For every Nanadhakumar his academy produces, there are plenty of talented players who miss out, explained Umapathy, who is keen to improve the success ratio. Thiyagarajan, a coach at the club today, was touted to be a star a few years ago, but his lack of communication skills and the need to be employed at a young age prevented him from reaching his destined heights. Dilipan, who played in multiple age groups for India, also had to reduce his time playing football due to the pressure to find a job.
Photo of a young Nandha during his SC-STEDS days
It is not to say the SC-STEDS haven’t had success. Nandhakumar now plays for Indian Super League football club Odisha FC (formerly Delhi Dynamos). Shaktishree, a former child labourer, is an integral part of Tamil Nadu women’s team. So is Bheemabhai, a school dropout. But the potential to improve is also staggering considering most children don't even have access to a proper football ground.

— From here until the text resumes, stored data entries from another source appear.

Issue #91, opened 2020-07-17
Operator isn't listening for changes in the dataStore custom resource (e.g.  storage: 50Gi->60Gi)


johnrk:
After successfully creating a 3 node cluster with **config/examples/3-nodes-secure-kube-cert.yaml** , I changed modified the Storage field under dataStore from 60Gi to 50Gi. I expected the persistent volumes and persistent volume claims to change to my desired state, but they didn't.

Screenshots:
<img width="432" alt="Screen Shot 2020-07-17 at 1 25 15 PM" src="https://user-images.githubusercontent.com/1663752/87814338-8e9fa000-c831-11ea-9f74-46caea97eaef.png">
<img width="1257" alt="Screen Shot 2020-07-17 at 1 25 38 PM" src="https://user-images.githubusercontent.com/1663752/87814335-8ba4af80-c831-11ea-8e02-150be8f0dafa.png">

chrislovecnm:
Need to research this, but this may not be feasible on all platforms. This is not a big but a feature that is not implemented

chrislovecnm:
Does the helm chart support this?

chrislovecnm:
This is not supported under all use cases. A list of supported platforms:

> AWS-EBS, GCE-PD, Azure Disk, Azure File, Glusterfs, Cinder, Portworx, and Ceph RBD

Not certain this list is the full list, but we need to mention this.

We also need to determine how this impact database performance?

chrisseto:
@johnrk increasing disk sizes should be supported but decreasing them isn't something the operator (Or kubernetes for that matter) can do.

johnrk:
@chrislovecnm , can you clarify the steps a user is supposed to take to increase disk size?

Right now, it's successfully installing a CRDB cluster with the correct disk size. But it still doesn't appear to change when I do kubectl edit Crdbcluster <cluster name> or editing the yaml file.

In addition, I'm trying to delete the pv,pvc --all when the pods are still running, but it appears to hang.

chrislovecnm:
@johnrk I have not tested it TBH.  All you theoretically should have to do is edit the CRD.

chrisseto:
The operator may have to restart all the CRDB pods? Once a PVC is resized, the actual FS won't be resized until the pod it's attached to is restarted/recreated.

chrislovecnm:
cc @alinadonisa

johnrk:
@taroface , this issue is still open.

PR #244, opened 2020-11-16
Implementing resizing PVCs

chrislovecnm:
This PR includes another actor that resizes PVCs when a CR
is updated.

Fixes https://github.com/cockroachdb/cockroach-operator/issues/91


pkg/actor/resize_pvc.go
```diff
@@ -0,0 +1,144 @@
...
+		if pvcsToKeep[pvc.Name] {
+			pvc.Spec.Resources.Requests.Storage().Set(cluster.Spec().DataStore.VolumeClaim.PersistentVolumeClaimSpec.Resources.Requests.Storage().MilliValue())
+			if _, err := clientset.CoreV1().PersistentVolumeClaims(cluster.Namespace()).Update(ctx, &pvc, metav1.UpdateOptions{}); err != nil {
+				return errors.Wrap(err, "error resizing PVCs")
+			}
+		}
+	}
+
+	log := rp.log.WithValues("CrdbCluster", cluster.ObjectKey())
+	log.Info("resized all PVCs")
```
chrisseto, line 141: Don't we also need to restart all the CRDB pods to get the PVCs to resize as well as modifying the statefulset's template to include the increased size?

chrislovecnm: Yes we do.  Forgot to make this WIP.

pkg/actor/resize_pvc.go
```diff
@@ -0,0 +1,222 @@
...
+	sleeper := update.NewSleeper(1 * time.Minute)
+
+	k8sCluster := &update.UpdateCluster{
+		Clientset:             clientset,
+		PodUpdateTimeout:      podUpdateTimeout,
+		PodMaxPollingInterval: podMaxPollingInterval,
+		Sleeper:               sleeper,
+	}
+
+	return update.RollingRestart(ctx, updateRoach, k8sCluster, rp.log)
```
zmalik, line 221: hey @chrislovecnm this feature is great!
but from v1.15, kubernetes feature `ExpandInUsePersistentVolumes` is in beta which doesn't require pods to be restarted. This avoids unnecessary disruption when expanding the disks. And is supported by GKE already for example. Can we make the restart optional and go with the option of only updating the sts definition? which we can achieve using a delete `--cascade=false` and recreating.

This would provide the necessary resilience that we expect from our cockroachDB clusters

chrisseto: Thanks for the suggestion @zmalik! We can certainly look into adding support for `ExpandInUsePersistentVolumes`.

> This would provide the necessary resilience that we expect from our cockroachDB clusters

A rolling update should be safe as long as you have > 3 nodes in your CockroachDB cluster. Have you experienced otherwise? If so, I'd love to hear any additional details you might have to share!

chrislovecnm: I do not think we need to make it optional, I would recommend using the beta feature, and only supporting 1.15 and up. @chrisseto thoughts?

chrisseto: +1, it seems easier to implement and easier to use.

zmalik: awesome!

> A rolling update should be safe as long as you have > 3 nodes in your CockroachDB cluster

you are right but it still needs the connections to be rebalanced and I know we should be ready for any unexpected downtime of a node but if we can avoid it, its even better. And only use a restart and bounce the connections when there is actually no other way around.

chrislovecnm: @zmalik so I tested this by hand and noticed a couple of things.  We cannot resize the statefulset directly. I am still getting the status that the pods have to be restarted, but that goes away.  Kinda weird.  The volume does resize.

Now, this is only true for some storage classes, so we do need the code for storage classes, that won't resize, and an API value to enable resizing without Pod restarts as well.

@chrisseto do you want another API value, or should the user restart the Pods?

1. Have API value that allows pods to skip restart on resize
2. Add code to not have statefulset volume template update
3. Modify checks in code that only tests the PVC size vs the cluster CR, because we cannot trust the statefulset
4. Figure out if need to modify the volumeclaimtemplate.

```bash
kubectl edit pvc <name> # for each PVC in the StatefulSet, to increase its capacity.
kubectl delete sts --cascade=false # <name> to delete the StatefulSet and leave its pods.
kubectl apply -f <name> # to recreate the StatefulSet.
kubectl rollout restart sts <name> # to restart the pods, one at a time. During restart, the pod's PVC will be resized.
```

zmalik: > so we do need the code for storage classes, that won't resize

@chrislovecnm right, that why I said to make it optional so we can introduce a flag like `restartPodsOnResize` which can be true by default, but users which have a storage-class which supports resizing without restart can set it to `true` 

to modify `volumeclaimtemplate` unfortunately there is no way right now except then recreating the sts https://github.com/kubernetes/kubernetes/issues/68737

we are deleting the sts using `cascade=false` and recreating it, which doesn't restart the pods either.

pkg/actor/decommission.go
```diff
@@ -57,7 +57,13 @@ func (d decommission) Handles(conds []api.ClusterCondition) bool {
 }
 
 func (d decommission) Act(ctx context.Context, cluster *resource.Cluster) error {
+
 	log := d.log.WithValues("CrdbCluster", cluster.ObjectKey())
+
+	if !utilfeature.DefaultMutableFeatureGate.Enabled(features.Decommission) {
```
chrislovecnm, line 63: We missed the feature gate for decommision.  I moved them into the actors so that building the slice is easier.

pkg/actor/resize_pvc.go
chrislovecnm: @zmalik PTAL.

chrislovecnm:
@chrisseto PTAL
@alinadonisa PTAL

pkg/actor/decommission.go
alinadonisa: @chrislovecnm The decommission flag  it is checked in the Handle method. If Handle returns true than Act. No need for this condition on Act.

chrislovecnm:
Need to make the new API value optional.

chrislovecnm:
TODO - need to not true to run PVC resize if the cluster is not ready.

chrislovecnm:
I have a bug in GKE, even though the e2e with kind is passing.  Arg

pkg/actor/resize_pvc.go
```diff
@@ -0,0 +1,246 @@
...
+	}
+	if err := cluster.Spec().DataStore.Apply(resource.DataDirName,
+		resource.DbContainerName, resource.DataDirMountPath, &newSts.Spec, metaMutator); err != nil {
+
+		return err
+	}
+
+	// delete the original sts, but do not delete the Pods
+	orphan := metav1.DeletePropagationOrphan
+	if err := rp.client.Delete(ctx, sts, &client.DeleteOptions{PropagationPolicy: &orphan}); err != nil {
```
zmalik, line 162: 👏

pkg/actor/decommission.go
chrislovecnm: Awesome! I will change mine to match

config/crd/bases/crdb.cockroachlabs.com_crdbclusters.yaml
```diff
@@ -255,6 +255,12 @@ spec:
                           type: string
                       type: object
                   type: object
+                supportsAutoResize:
```
zmalik, line 258: @chrislovecnm the flag name can be confusing.
I mean from code I see it just does a rolling restart of sts if it's true. But actual resize of PVC is supported by default, independent of this flag. I think this can be confusing, can we rename it to something more closer to its implementation like `restartPodsOnResize`?

chrislovecnm: I am not talented with naming, but we need something about that the PVC supports pods on restart. Names are hard 😆 

@chrisseto PRTAL

pkg/actor/resize_pvc.go
```diff
@@ -0,0 +1,248 @@
...
+		return err
+	}
+
+	// Use same StatefulSetBuilder that we run in Deploy to
+	// rebuild and save the StatefulSet with the new PVC size
+	r := resource.NewManagedKubeResource(ctx, rp.client, cluster, kube.AnnotatingPersister)
+	_, err := (resource.Reconciler{
```
chrislovecnm, line 159: I am getting:

```
2020-12-01T00:24:15.372Z	ERROR	controller.CrdbCluster	action failed	{"CrdbCluster": "default/cockroachdb", "error": "updating statefulset default.cockroachdb: failed to reconcile statefulset: StatefulSet.apps \"cockroachdb\" is invalid: spec: Forbidden: updates to statefulset spec for fields other than 'replicas', 'template', and 'updateStrategy' are forbidden", "errorVerbose": "updating statefulset default.cockroachdb: failed to reconcile statefulset: StatefulSet.apps \"cockroachdb\" is invalid: spec: Forbidden: updates to statefulset spec for fields other than 'replicas', 'template', and 'updateStrategy' are forbidden\n(1) attached stack trace\n  -- stack trace:\n  | github.com/cockroachdb/cockroach-operator/pkg/actor.(*resizePVC).Act\n  | \tpkg/actor/resize_pvc.go:126\n  | [...repeated from below...]\nWraps: (2) updating statefulset default.cockroachdb\nWraps: (3) attached stack trace\n  -- stack trace:\n  | github.com/cockroachdb/cockroach-operator/pkg/actor.(*resizePVC).updateSts\n  | \tpkg/actor/resize_pvc.go:170\n  | github.com/cockroachdb/cockroach-operator/pkg/actor.(*resizePVC).Act\n  | \tpkg/actor/resize_pvc.go:125\n  | github.com/cockroachdb/cockroach-operator/pkg/controller.(*ClusterReconciler).Reconcile\n  | \tpkg/controller/cluster_controller.go:101\n  | sigs.k8s.io/controller-runtime/pkg/internal/controller.(*Controller).reconcileHandler\n  | \texternal/io_k8s_sigs_controller_runtime/pkg/internal/controller/controller.go:256\n  | sigs.k8s.io/controller-runtime/pkg/internal/controller.(*Controller).processNextWorkItem\n  | \texternal/io_k8s_sigs_controller_runtime/pkg/internal/controller/controller.go:232\n  | sigs.k8s.io/controller-runtime/pkg/internal/controller.(*Controller).worker\n  | \texternal/io_k8s_sigs_controller_runtime/pkg/internal/controller/controller.go:211\n  | k8s.io/apimachinery/pkg/util/wait.BackoffUntil.func1\n  | \texternal/io_k8s_apimachinery/pkg/util/wait/wait.go:155\n  | k8s.io/apimachinery/pkg/util/wait.BackoffUntil\n  | \texternal/io_k8s_apimachinery/pkg/util/wait/wait.go:156\n  | k8s.io/apimachinery/pkg/util/wait.JitterUntil\n  | \texternal/io_k8s_apimachinery/pkg/util/wait/wait.go:133\n  | k8s.io/apimachinery/pkg/util/wait.Until\n  | \texternal/io_k8s_apimachinery/pkg/util/wait/wait.go:90\n  | runtime.goexit\n  | \tsrc/runtime/asm_amd64.s:1373\nWraps: (4) failed to reconcile statefulset\nWraps: (5) StatefulSet.apps \"cockroachdb\" is invalid: spec: Forbidden: updates to statefulset spec for fields other than 'replicas', 'template', and 'updateStrategy' are forbidden\nError types: (1) *withstack.withStack (2) *errutil.withPrefix (3) *withstack.withStack (4) *errutil.withPrefix (5) *errors.StatusError"}
```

Where are the footballers?
Football, or for that matter any sport, as a mean for empowering the youth isn’t a new concept in India. Organisations such as Slum Soccer, recipient of the FIFA Diversity award in 2017, YUWA, winner of Laureus Sport of Good Honour award in 2019, are all examples of large-scale NGOs working in the sector. Yet, according to Umapathy, one can’t see a significant contribution to sports from these regions, something he hopes to change.
“I do not want to name any NGO here. And there is no denying the fact that some are doing remarkable work. But some of these big organisations eat away a lot of the CSR (Corporate Social Responsibility) money in promoting their own brand. Our ambition is a little different. It’s ok if we SC-STEDs isn’t known. But we want to produce quality sportspersons. We have a shortage of funds, despite registering as an NGO, because we don’t engage in a lot of branding activities,” he says.
Umapathy’s revelation also highlights how most big sports-based NGOs in the country continue to be an extension of a ‘saviour syndrome’ – people from outside the community swooping in to help the poor. The relative success of SC-STEDS and similar community-driven programs across the country should act as an eye-opener for the need to change how these organisations should be run.
Marking Tamil Nadu on the football map
Tamil Nadu is a state that has gone years without being given credit for its contributions to Indian football. Simon Sundararaj, India’s last goal scorer in the Olympics hails from the small, temple town of Thanjavur while more recently, the likes of Sabir Pasha, Raman Vijayan and Kalia Koluthungan had impressed at the highest stages.
But a recent turn of things, starting with Chennaiyin FC’s dominance in the Indian Super League, state women team’s success in multiple age categories at the National Championships, Sethu FC’s winning run in the Indian Women’s League and Chennai City FC’s dominance in the I-League have well and truly announced Tamil Nadu as a football powerhouse.
Switzerland’s FC Basel have already announced a multi-million deal with the I-League champions that will see both the clubs identify and nurture talent in the region. And despite the internal tussle over which league should get the top division status, times are changing for the country’s footballers with more avenues opening up. But while elite sports run away with the glitz, glamour and the bulk of the revenue, it is initiatives like the SC-STEDS that sustain the love for the beautiful game.